All of the data below should be copied exactly as it stands.

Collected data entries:
# # # # # # #

PR #2328, opened 2018-02-09
Jormungandr : Stat Instant System ridesharing

benoit-bst:


benoit-bst:
JIRA :
https://jira.canaltp.fr/browse/NAVP-789

pbougue (approved):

# # # # # # #

Exercise result
PR #2328, opened 2018-02-09
Jormungandr : Stat Instant System ridesharing

benoit-bst:


benoit-bst:
JIRA :
https://jira.canaltp.fr/browse/NAVP-789

pbougue (approved):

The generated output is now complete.